== INPUT RECORDS ==

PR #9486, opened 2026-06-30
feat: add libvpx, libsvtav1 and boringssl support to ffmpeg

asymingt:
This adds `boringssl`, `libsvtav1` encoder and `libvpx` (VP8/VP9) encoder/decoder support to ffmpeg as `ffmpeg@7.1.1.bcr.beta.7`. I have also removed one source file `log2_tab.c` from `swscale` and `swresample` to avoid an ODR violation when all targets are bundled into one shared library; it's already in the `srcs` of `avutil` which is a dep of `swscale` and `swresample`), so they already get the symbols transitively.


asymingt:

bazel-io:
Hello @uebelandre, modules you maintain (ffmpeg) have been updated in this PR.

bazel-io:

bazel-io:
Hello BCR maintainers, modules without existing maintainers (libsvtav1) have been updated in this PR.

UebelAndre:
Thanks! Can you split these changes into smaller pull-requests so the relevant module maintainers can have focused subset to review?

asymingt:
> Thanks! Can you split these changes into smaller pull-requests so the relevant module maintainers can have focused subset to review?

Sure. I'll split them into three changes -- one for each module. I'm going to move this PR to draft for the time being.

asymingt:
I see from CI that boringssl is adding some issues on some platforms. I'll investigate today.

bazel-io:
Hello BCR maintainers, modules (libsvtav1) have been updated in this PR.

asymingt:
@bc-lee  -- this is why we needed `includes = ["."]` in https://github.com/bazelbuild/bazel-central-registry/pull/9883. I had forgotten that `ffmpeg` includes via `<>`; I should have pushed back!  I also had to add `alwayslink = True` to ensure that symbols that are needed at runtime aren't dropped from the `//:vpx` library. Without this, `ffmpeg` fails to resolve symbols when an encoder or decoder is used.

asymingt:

===

REQUIREMENT — Lines above that include the string "subset" need to be copied.

RESPONSE FOR THIS EXERCISE —
Thanks! Can you split these changes into smaller pull-requests so the relevant module maintainers can have focused subset to review?
> Thanks! Can you split these changes into smaller pull-requests so the relevant module maintainers can have focused subset to review?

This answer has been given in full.